INSTRUCTIONS FOR THE TASK =>
From the entries below, count the lines holding the word "apis" and give nothing but the number.

=== PROVIDED ENTRIES ===

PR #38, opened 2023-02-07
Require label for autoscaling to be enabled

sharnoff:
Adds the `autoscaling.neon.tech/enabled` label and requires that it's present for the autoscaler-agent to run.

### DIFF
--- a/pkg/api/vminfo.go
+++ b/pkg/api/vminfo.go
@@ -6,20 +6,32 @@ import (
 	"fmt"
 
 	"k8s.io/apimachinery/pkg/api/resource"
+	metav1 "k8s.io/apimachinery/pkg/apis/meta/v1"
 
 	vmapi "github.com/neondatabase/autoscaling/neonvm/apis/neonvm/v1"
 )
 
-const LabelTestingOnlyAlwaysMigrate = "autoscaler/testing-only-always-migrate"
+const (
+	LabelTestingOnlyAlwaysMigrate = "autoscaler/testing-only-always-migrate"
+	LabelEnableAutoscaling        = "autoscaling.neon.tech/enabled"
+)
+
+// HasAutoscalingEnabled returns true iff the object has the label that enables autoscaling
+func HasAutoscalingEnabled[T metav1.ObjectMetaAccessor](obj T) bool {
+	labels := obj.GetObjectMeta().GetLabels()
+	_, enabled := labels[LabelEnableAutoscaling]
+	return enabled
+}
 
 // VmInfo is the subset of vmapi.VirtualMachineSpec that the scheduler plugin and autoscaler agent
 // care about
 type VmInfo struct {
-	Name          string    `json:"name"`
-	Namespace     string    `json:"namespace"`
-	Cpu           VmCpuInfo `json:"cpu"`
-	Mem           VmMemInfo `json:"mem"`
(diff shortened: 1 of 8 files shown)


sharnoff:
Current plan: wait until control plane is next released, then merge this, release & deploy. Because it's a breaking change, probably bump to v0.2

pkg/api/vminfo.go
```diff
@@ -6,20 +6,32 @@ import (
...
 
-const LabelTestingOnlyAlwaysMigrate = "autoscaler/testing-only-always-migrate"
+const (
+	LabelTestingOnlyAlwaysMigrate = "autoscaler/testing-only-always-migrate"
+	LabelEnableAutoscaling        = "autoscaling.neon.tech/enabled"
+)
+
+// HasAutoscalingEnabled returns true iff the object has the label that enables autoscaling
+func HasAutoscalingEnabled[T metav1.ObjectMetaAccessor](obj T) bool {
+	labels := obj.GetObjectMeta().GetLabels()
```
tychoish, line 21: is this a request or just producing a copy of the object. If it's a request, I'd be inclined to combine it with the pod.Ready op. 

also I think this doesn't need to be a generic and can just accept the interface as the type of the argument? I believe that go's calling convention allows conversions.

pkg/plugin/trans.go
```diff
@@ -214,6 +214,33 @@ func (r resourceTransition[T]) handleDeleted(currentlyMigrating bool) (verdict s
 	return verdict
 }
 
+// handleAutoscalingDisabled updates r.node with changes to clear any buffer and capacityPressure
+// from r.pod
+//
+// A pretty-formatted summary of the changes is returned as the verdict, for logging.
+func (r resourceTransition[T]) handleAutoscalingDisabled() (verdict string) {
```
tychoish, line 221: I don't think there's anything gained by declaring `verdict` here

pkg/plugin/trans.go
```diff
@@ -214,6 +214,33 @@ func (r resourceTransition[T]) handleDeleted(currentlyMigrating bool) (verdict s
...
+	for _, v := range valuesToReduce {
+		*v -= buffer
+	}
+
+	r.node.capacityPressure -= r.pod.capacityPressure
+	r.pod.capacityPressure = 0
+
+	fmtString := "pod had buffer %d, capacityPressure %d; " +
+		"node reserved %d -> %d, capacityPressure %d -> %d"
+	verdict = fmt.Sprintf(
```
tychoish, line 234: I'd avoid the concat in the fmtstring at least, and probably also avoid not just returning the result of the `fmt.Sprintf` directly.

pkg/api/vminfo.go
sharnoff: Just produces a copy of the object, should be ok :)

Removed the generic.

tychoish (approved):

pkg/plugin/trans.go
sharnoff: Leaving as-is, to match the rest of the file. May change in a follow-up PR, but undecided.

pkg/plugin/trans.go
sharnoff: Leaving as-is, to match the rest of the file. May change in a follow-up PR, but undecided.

===

TASK SOLUTION =>
2